● **About this task**
For the records that follow, please set down exactly the lines between the one holding "it seems unsafe" and the one holding "iiuc, here we", inclusive, and only those.

● **Material for this exercise**
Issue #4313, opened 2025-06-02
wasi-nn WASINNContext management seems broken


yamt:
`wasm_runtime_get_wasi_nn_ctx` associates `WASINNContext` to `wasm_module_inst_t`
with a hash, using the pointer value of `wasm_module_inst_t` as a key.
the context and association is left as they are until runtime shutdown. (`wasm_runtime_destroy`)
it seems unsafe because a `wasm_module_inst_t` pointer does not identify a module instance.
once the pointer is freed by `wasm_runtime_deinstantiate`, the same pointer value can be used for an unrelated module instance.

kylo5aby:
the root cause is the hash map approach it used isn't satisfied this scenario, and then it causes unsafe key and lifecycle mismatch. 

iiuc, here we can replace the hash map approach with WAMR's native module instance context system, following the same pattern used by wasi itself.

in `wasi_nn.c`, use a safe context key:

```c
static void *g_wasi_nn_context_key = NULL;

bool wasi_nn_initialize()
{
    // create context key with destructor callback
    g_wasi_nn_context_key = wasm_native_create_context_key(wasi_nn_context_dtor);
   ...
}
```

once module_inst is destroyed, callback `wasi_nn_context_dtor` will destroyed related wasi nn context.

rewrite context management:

● **Response area**
it seems unsafe because a `wasm_module_inst_t` pointer does not identify a module instance.
once the pointer is freed by `wasm_runtime_deinstantiate`, the same pointer value can be used for an unrelated module instance.

kylo5aby:
the root cause is the hash map approach it used isn't satisfied this scenario, and then it causes unsafe key and lifecycle mismatch. 

iiuc, here we can replace the hash map approach with WAMR's native module instance context system, following the same pattern used by wasi itself.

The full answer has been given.